An implementation with Prompt Flow and Streamlit

Valentina Alto
10 min readJun 7, 2024

--

In April 2024, Microsoft announced the release of a new family of AI models: Phi-3. These models redefine what’s possible with small language models (SLMs) and offer exceptional performance and cost-effectiveness across various language, reasoning, coding, and math benchmarks.

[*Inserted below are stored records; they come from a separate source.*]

PR #457, opened 2026-09-08
[NoOp] feat(interface): keep the LLM ledger with the run, and report what each phase bought

rodosingh:
## What this does

While a GEAK run is happening, this keeps a record of what the Claude agents actually did — every agent
the workflow started, every API call each one made, the tool calls it ran and what came back, and the
conclusion it handed to the workflow. When the run finishes, that record is turned into a report you can
open: a phase tree, a timeline, a delegation graph, and a per-call drill-down showing the input, the
output and the tool results.

It does not change how any run behaves. Nothing here influences model choice, prompts, budgets or
optimization decisions. If the recording fails, the run carries on and the failure is written down
rather than swallowed.

## Why

Before this, a finished run told you its result but not what it cost to get there, or where the time
went. Two questions were unanswerable: which phase or agent dominated a run, and what any individual
API call was actually given and what it produced.

## What you get

- **A phase tree** using the workflow's own recorded phases where they exist. A kernel run reads
  Setup, Analyze, Benchmark, Profile, WarmStart, then Optimize/Verify/Merge for each round, then Report
  and Validate. Repeats show separately, so three rounds look like three rounds.
- **A timeline** of agent spans, measured from the start of the run. Spans overlap when agents run at
  the same time, so they are never added together.
- **A delegation graph** with only the relationships the run actually recorded: the workflow starting
  each agent, and each agent returning its result. Role order (tech lead before engineer) is a data
  dependency, not evidence that one agent started another, so no such arrow is drawn.
- **Per-call detail**: the new input since the previous response, a note about reasoning, the text
  output, the tool calls and their matched results, with links from one call to the next.
- **A durable copy** of the run's own records, kept next to the report, so the report can be rebuilt
  later even if the originals are cleaned up.
- **Cost and token totals** that match the existing ledger exactly.

## What it will not claim

This was the hardest part to get right, and several review rounds were spent on it.

- **Only relationships the run recorded.** No parent-child link is guessed from role names, ordering or
  nesting depth.
- **Finished means finished.** A run is only complete when its own record says so. Every agent having
  returned is not the same thing — in a run that works one step at a time, that is also true in the gap
  before the next step.
- **Unknown is never zero.** A call with no usage recorded is marked unknown and left out of the totals
  instead of counted as free.
- **Excerpts are labelled as excerpts.** What a call received is shown as the new input since the last
  response, never as the complete request. The system prompt and tool definitions are not in the
  recording and are never implied to be.
- **Times are estimates.** They come from record timestamps and include waiting, so they are not
  provider latency.
- **Nothing captured is thrown away.** If a source file shrinks or disappears between reads, what was
  already recorded is kept and labelled, rather than being replaced by the shorter read.

## Attaching to the right run

The launcher gives each run a unique token that the runtime records with it. That token is how the
recorder knows which run to follow. Without one it reports that it could not identify the run and
attaches to nothing, rather than picking a neighbour that happens to be nearby.

## Not included

Two relationships cannot be worked out after the fact and are deliberately absent: which earlier result
was fed into a later agent, and which agent started which other agent. Matching identical text between
two records does not prove either — the same text is returned by more than one agent in real runs. The
schema for recording them properly is here and tested, but nothing emits those events yet, so they stay
switched off and existing runs show no such links.

The report also shows where a run spent its time and money, but not why the workflow chose those
candidates in the first place. That ranking happens in the workflow's own control flow, not in an agent
call, so it is not in this record.

## Scope

This PR was cleaned up to contain only the above. A diffusion/flux lane, eleven knowledge proposals,
a kernel-selection helper, a tensor-capture fix and some unrelated knowledge edits were all removed and
belong in their own changes — see the cleanup commit for the reasoning on each. Three files still mix
tracker wiring with unrelated changes and need line-by-line separation; that is a follow-up.

## Checking it

Verified against two real recorded runs, re-reading each twice to confirm nothing is lost or
duplicated: a kernel run at 40 agents / 500 calls / 80 relationships, and an end-to-end run at
20 agents / 686 calls / 40 relationships, with identical totals, phases and per-call inputs on the
second pass. Cost matches the existing ledger to the cent.

### DIFF
--- a/.github/workflows/ci-l0-checks.yml
+++ b/.github/workflows/ci-l0-checks.yml
@@ -92,6 +92,7 @@ jobs:
             interface/test_run_e2e_margin.py \
             interface/test_run_e2e_measurement_basis.py \
             interface/test_run_e2e_kb_write_tuned.py \
+            interface/test_run_e2e_trace_mirror.py \
             e2e_workflow/scripts/tests/test_magpie_launcher_extra_args.py \
             e2e_workflow/scripts/tests/test_bench_trust_remote_code.py \
             e2e_workflow/scripts/tests/test_workload_alignment.py \
--- a/.github/workflows/ci-l0-checks.yml
+++ b/.github/workflows/ci-l0-checks.yml
@@ -93,6 +93,7 @@ jobs:
             interface/test_run_e2e_measurement_basis.py \
             interface/test_run_e2e_kb_write_tuned.py \
             interface/test_run_e2e_trace_mirror.py \
+            interface/test_geak_outcome_report.py \
             e2e_workflow/scripts/tests/test_magpie_launcher_extra_args.py \
             e2e_workflow/scripts/tests/test_bench_trust_remote_code.py \
             e2e_workflow/scripts/tests/test_workload_alignment.py \
--- a/e2e_workflow/knowledge/analysis_skills/run-report/SKILL.md
+++ b/e2e_workflow/knowledge/analysis_skills/run-report/SKILL.md
@@ -1,0 +1,93 @@
+---
+name: run-report
+description: Build the report for a finished GEAK e2e run — the phase → task → subtask → sub-sub-task tree of every LLM API call (ISL/OSL, tokens, wall-clock, USD, tool calls) joined to what each phase actually bought in serving throughput. Use when asked where a run's time or money went, which phase paid for which speedup, or which work is cheap enough to delegate to a smaller model.
+---
+
+# GEAK run report
+
+Answers two questions about one run, side by side:
+
+- **What did it cost?** Every LLM API call, in a `phase → task → subtask →
+  sub-sub-task` hierarchy.
+- **What did it buy?** The throughput each phase measured, with its gate.
+
+A cost number without the matching gain number is how a phase that spends 60% of
+the bill for a measured 0.00% ceiling goes unnoticed for months. Always render
+both.
+
+## Where the two halves live
+
+| Half | Written by | Lands in |
+| --- | --- | --- |
+| Outcome / throughput | GEAK itself | `<eval_dir>/reports/geak_outcome.{json,md}` |
+| Per-LLM-call tree | Claude Code | `<eval_dir>/llm_trace/` (mirrored), rendered to `<eval_dir>/reports/` |
+
+GEAK issues almost no LLM calls itself: `interface/run_e2e.py` opens one
+`ClaudeSDKClient` and hands a single prompt to Claude Code, which runs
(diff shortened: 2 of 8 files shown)


yueliu14:
hi @rodosingh . I’d like to see two kinds of evidence before approving this PR: end-to-end capture working on real runs, and the impact on existing workflow behavior.

  1. Please provide the artifacts behind the reported real-run validation.

  The description reports a kernel run with 40 agents / 500 calls / 80 relationships and an E2E run with 20 agents / 686 calls / 40 relationships. Please attach or link an accessible artifact bundle containing:
  - Logs showing the tracker starting automatically and capturing updates while the workflow was running.
  - The generated HTML reports, trace JSON, and sanitized source records sufficient to reproduce the reports.
  - Reconciliation against the original records/ledger: agent counts, API-call counts, token totals, costs, and any missing or unmatched records, together with reproduction commands.

  Please clarify whether these validations replayed historical records or launched new workflows with this PR’s automatic tracking enabled. Repeatedly reading existing records supports parsing and reconciliation, but does not
  establish that the live integration works.

  2.  The PR adds a default-enabled, awaited file_writer:persist_llm_stats agent, introducing additional model calls, cost, and waiting time. It also retains ablation-related routing and dispatch changes.

  Please provide:

  - A before/after comparison using fixed agent responses to check optimization-stage prompts, arguments, dispatch order, and final workflow results.
  - Measurements of additional wall time, model cost, and disk usage from real runs.
  - Failure tests showing that tracker/report failures and timeouts do not prevent the existing result files from being emitted.

  The unrelated ablation changes should also be separated into another PR.

  3. Please address these implementation issues.

  - The live launch hook uses unavailable globals. Both workflow hooks call process.env and require('child_process'). Claude’s workflow sandbox does not expose these Node globals, and executing the hook in the repository’s Node
    runtime reproduced require is not defined. Move startup to the host launcher/runtime and add an execution test; the current source-text checks do not catch this. See kernel_workflow.js.

  - The runner’s mirror can select another run. find_record() accepts shared-ancestor matches and can ignore a supplied session ID when no candidate matches it. A request for /exp/REQUESTED selected /exp/OTHER through their
    shared exp_root. Require proven ownership/invocation identity and return unresolved otherwise. See claude_trace_mirror.py.

  - The runner’s mirror overwrites captured history when a source shrinks. Its unconditional shutil.copy2() replaces the durable transcript with the shorter source. This was reproducible across two mirror passes. Apply retention/
    reconciliation to this mirror path as well as the collector. See claude_trace_mirror.py.

sdubagun-amd (approved):

PR #461, opened 2026-09-09
Add gfx1151 (RDNA3.5 / Radeon 8060S) as a supported arch

mgehre-amd:
## Why

GEAK detects the `gfx1151` but only carries knowledge for gfx942/gfx950. 

This PR teaches GEAK about the specifics of gfx1151, mainly by adding `kernel_workflow/knowledge/amd_ryzen.md`
and teaching various roles about it.

## What's in it

| File | Change |
|---|---|
| `kernel_workflow/knowledge/amd_ryzen.md` | **new** |
| `kernel_workflow/roles/{profile_engineer,tech_lead,deep_engineer,engineer,author_engineer}.md` | detect-then-pick routing |
| `e2e_workflow/.../roofline/peaks.md` | `gfx1151` row |
| `.../hardware/hw_constants.json` | `lds_per_wgp_kib`, `lds_banks`, `dynamic_vgpr`, `mfma_valu_coexec` on the existing gfx1151 entry |
| `README.md`, `docs/compatibility.md`, `roofline/SKILL.md` | prose |
| `test_roofline_skill.py`, `test_harness_lib.py` | coverage for the peaks row |

## Verification

Re-run on this commit:

- CI L0 pytest list: **2017 passed, 5 skipped, 85 subtests**; coverage **97.02%** vs the 97% gate
- `roofline_tools.py --selftest`: PASS · `hw_constants.json` parses
- Vendored-skillset manifest gate: green (this PR does not touch the pinned tree)
- `grep` for roles naming `amd_instinct` but not `amd_ryzen`: empty

Coverage is below the 97.52% an early draft reported. That is the rebase onto current `main` pulling
in code with its own coverage, not this change — the diff adds no executable statements outside the
two test files.

## Evidence: four GEAK runs on this branch

All on a gfx1151 box, in a stock `rocm/hyperloom:vllm-v0.27.1-rocm7.2.3` container plus Claude Code,
with **no hardware facts in the prompt** — arch detection and knowledge routing were what was tested.

### 1–2. `e2e_workflow`, Qwen3-4B / vLLM (ISL 1024, OSL 128, conc 16, TP=1)

`phases=setup` (39.8 min, 5 agents, 0 errors) measured a 219.855 tok/s baseline and resolved the
roofline off the new `peaks.md` row. It produced per-kernel attainable speedups that **disagree with
the `%gpu` ranking**:

| rank by %gpu | kernel | %gpu | bound | attainable | e2e ceiling |
|--|--|--|--|--|--|
| 1 | decode `gate_up_proj` | 26.89 | memory | 1.280× | +5.88% |
| 2 | paged attention | 22.85 | latency | 1.000× (saturated) | **+0.00%** |
| 3 | decode `qkv_proj` | 13.07 | latency | **1.921×** | **+6.27%** |

### 3. `kernel_workflow`, `examples/tasks/knn`, `mode=optimize` — the payoff

Two engineers, both correctness-clean, measured against a frozen baseline (15 cases, min-of-5):

| | geomean | min | max |
|---|---|---|---|
| engineer_0 | **5.36×** | 1.06× | 25.52× |
| engineer_1 | **4.49×** | 1.05× | 9.60× |

`amd_ryzen.md` was read by the director, tech_lead and profile_engineer. The profile engineer wrote:

> `knowledge/amd_ryzen.md` is the applicable hardware reference; `amd_instinct.md` is not.

and its device table reproduces the file's machine model exactly. The facts then drove the plan —
`roadmap.md`:

> wave32 … assumes 64 and must be adapted: **5 shuffle steps**, 8 waves per 256-thread block, not 4
> … `shape_3_standard` runs on **2 workgroups out of 20 WGPs**. Proof it is parallelism [bound]

Two PR facts did the work: **wave32** set the reduction width, and the **CU-vs-WGP** distinction
produced the primary diagnosis (grid-fill deficit), which is where the large speedups came from.


zihaoanllm (approved):

e2e_workflow/knowledge/analysis_skills/roofline/peaks.md
```diff
@@ -42,6 +43,15 @@ flops:
 l2_bytes: 4194304
 ```
 
+## gfx1151 — RDNA3.5, Radeon 8060S (Strix Halo APU) class
+```yaml
+gfx: gfx1151
+cu: 40
+hbm_bw_bytes_s: 256.0e9       # LPDDR5X-8000, 256-bit — pin rate, NOT HBM
```
iraj465: There's a catch with leaving `flops` out here: `load_peaks()` marks this row high-confidence, but `roofline_metrics()` turns the missing compute peak into `compute_util=0` and still ranks the kernel.

Using this row with 2.56 MB, 4 GFLOP and 100 us returns `bound_type="latency"`, `attainable_speedup=9`, and +17.78% expected E2E gain at 20% GPU time. We know memory utilization is 10%; we don't know whether compute is already saturated.

Could we keep the bandwidth figure but leave the bound/headroom unknown when the compute peak is missing? Extending the new test through `roofline_metrics()` would catch this; the lookup-only test passes as it stands.

docs/compatibility.md
```diff
@@ -12,9 +12,10 @@ JS-Workflow GPU optimizer; no pip package, no CLI). Only tested configurations a
 
 Use the following matrix to view the compatibility and system requirements:
 
-| AMD Instinct GPU | ROCm version | Python | Ubuntu |
-|---|---|---|---|
-| MI300X, MI325X, MI355X| 6.4x, 7.0x, 7.1x, 7.2x, 10.0.0 | 3.8, 3.12 | 22.04, 24.04 | 
+| AMD GPU | Arch | ROCm version | Python | Ubuntu |
+|---|---|---|---|---|
+| MI300X, MI325X, MI355X | CDNA3 `gfx942` / CDNA4 `gfx950` | 6.4x, 7.0x, 7.1x, 7.2x, 10.0.0 | 3.8, 3.12 | 22.04, 24.04 |
+| Radeon 8060S (Strix Halo APU) | RDNA3.5 `gfx1151` | 6.4x, 7.0x, 7.1x, 7.2x, 10.0.0 | 3.8, 3.12 | 22.04, 24.04 |
```
iraj465: Were all of these version ranges tested on the 8060S, or just the ROCm 7.2.3 container described in the PR? This page says it lists only tested configurations, but the new row copies the full Instinct version list.

I'd keep the row to the combinations that were exercised, or distinguish expected support from tested support. A short note about the FlyDSL limitation described in the PR would also help the next person setting up gfx1151.

iraj465 (commented):
The RDNA/CDNA split looks sensible. I ran the roofline/harness tests and both self-tests; all passed. I left one issue on how roofline consumes the new partial peak row, and a small question on the compatibility matrix.

These were CPU checks; I haven't rerun the gfx1151 workloads.

e2e_workflow/knowledge/analysis_skills/roofline/peaks.md
mgehre-amd: Thanks, I added the flops

docs/compatibility.md
mgehre-amd: I tested ROCm 7.2 and ROCm 10; removed all other versions from the list

mgehre-amd: I fixed the flyDSL issue in https://github.com/ROCm/FlyDSL/pull/1122, and beyond that kernel, flyDSL generally works on gfx1151. So I don't think we need to add extra documentation.

iraj465 (approved):
Thanks, the new peak row fixes the repro and the regression test covers it. The version list and FlyDSL follow-up answer my other questions too. Rechecked `469420a`; the focused tests pass. LGTM.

In fact, in a landscape where very large language models like GPT-4o or Llama-3 demonstrate outstanding capabilities and dominate the benchmarks leaderboards, there are some considerations that arise:

  • Do we really need such LLMs for every use case?
  • What if I want to deploy my model locally?
  • What if I want to fine-tune my model?

Henceforth, one of the latest research trend in the field of GenAI is in fact the development of the SLMs, including Phi-3, and it is incredible to see how these models are not only way lighter than their bigger cousings, but also they do not lose in performance in a proportional way.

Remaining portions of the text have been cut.